Taoiseach Leo Varadkar has attempted to cool concerns the public is at immediate risk of price gouging by bin collection firms by saying it will take at least 15 months to fully implement the new charges regime.
Mr Varadkar moved to dismiss fears over the issue before Fine Gael last night back-tracked in the Dáil by announcing plans for a State watchdog to oversee the changes to guard against unreasonable price hikes.
Responding to questions at Farmleigh House in Dublin during his meeting with Canadian prime minister Justin Trudeau, Mr Varadkar insisted “bin charges in Ireland are not new” and large sections of the population already use the pay-by-weight system.
However, asked specifically about the risk posed by a surge in prices from bin companies, he said the issue is unlikely to arise in the near future as the system change — which is due to begin in September — may take up to 15 months to fully implement.
“This is not going to happen overnight. For anyone on a contract, that still stands, so it will be at least a period of 15 months before the new charging system is put in place,” Mr Varadkar said.
“Bin charges in Ireland are not new, people have been paying for their bins to be collected for more than 10 years now.
“Markets do work and by incentivising people to recycle, to compost, to reuse, and to throw less away, we then reduce the demand on landfill and that’s what’s happening,” he said.
The comments came before Mr Varadkar unexpectedly announced to the Dáil that Fine Gael is willing to put in place an independent State watchdog to ensure prices do not surge unreasonably in response to the bin charges system change.
Speaking during Leaders’ Questions, the Taoiseach said the move was now needed — after days of growing calls from Fianna Fáil, Sinn Féin and Labour for a regulator to be put in place or the charges changes to be scrapped.

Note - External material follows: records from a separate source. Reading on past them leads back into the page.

PR #110, opened 2019-06-06
Extendable action space

erikwijmans:
## Motivation and Context

We need to be able to extend actions in habitat-api!

Core changes:
* SimulatorActions is no longer an enum.  It is an extendable singleton.  It allows you to extend the action space but it is quite strict about it.  Actions cannot be put on different ints, actions cannot be remove.
* There is now a registry for action space configurations. 

This doesn't solve the issue of being able to change the action name to index mapping, but I don't think that is something that we should try to solve, we should just be very conservative about changing it (which I think is/was already the plan).

## How Has This Been Tested

pytest + new example :)

## Types of changes


habitat/core/simulator.py
```diff
@@ -366,3 +453,11 @@ def render(self, mode: str = "rgb") -> Any:
 
     def close(self) -> None:
         raise NotImplementedError
+
+    @property
+    def index_stop_action(self):
```
mathfac: Does this properties are forcing to have stop and forward actions?

habitat/sims/habitat_simulator/action_spaces.py
```diff
@@ -0,0 +1,41 @@
...
+import habitat_sim
+from habitat.core.registry import registry
+from habitat.core.simulator import (
+    ActionSpaceConfiguration,
+    Config,
+    SimulatorActions,
+)
+
+
+@registry.register_action_space_configuration(name="v1")
```
mathfac: Can we register as v1 the one without look up/look down to be compatible with Habitat whitepaper? Our checkpoints are not loading because of the number of actions as well.

habitat/core/simulator.py
erikwijmans: Yes, it does force us to have stop and forward (although those are currently also forced as they are always in `SimulatorActions`)

habitat/sims/habitat_simulator/action_spaces.py
erikwijmans: Done.  I called the whitepaper one v0

mathfac:
@erikwijmans test are constantly failing.

test/test_habitat_env.py
```diff
@@ -132,7 +134,9 @@ def test_threaded_vectorized_env():
     envs = habitat.ThreadedVectorEnv(env_fn_args=env_fn_args)
     envs.reset()
     non_stop_actions = [
-        v for v in range(len(SimulatorActions)) if v != SimulatorActions.STOP
+        act
```
mathfac: Looks like we could reduce copypasta using util function: `non_stop_actions(env)`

The move was ratified during an incorporeal meeting of cabinet last night just an hour before a private members motion debate from Fianna Fáil on the issue in the hope from Fine Gael it would be enough to stave off another political crisis.
The meeting confirmed the proposed new watchdog will be led by the Competition and Consumer Protection Commission, the Department of Education and an external expert, and that it will include monthly price updates to protect against price gouging.
However, while Fianna Fáil said it would allow the watchdog to be introduced, its environment spokesperson Timmy Dooley stressed again last night that a full-scale regulator is still needed and that if this does not take place the watchdog will be little more than a “toothless poodle”.
Meanwhile, fellow Fianna Fáil TD Jack Chambers last night claimed that despite Fine Gael assurances no price gouging was likely and that it will take more than a year for the new system to be fully implemented, some bin companies are already warning people they will face fines of up to €25 for putting the wrong waste in bins.
Sinn Féin is continuing to call for the full scrapping of the pay-by-weight system change which was meant to be introduced last year before being delayed for 12 months, while Labour has called for any regulator to be controlled by the Environmental Protection Agency.
The Social Democrats yesterday said any new regulation system risks being ineffective as many of the bin companies involved base their accounts on the Isle of Man and as such their income levels cannot be adequately checked.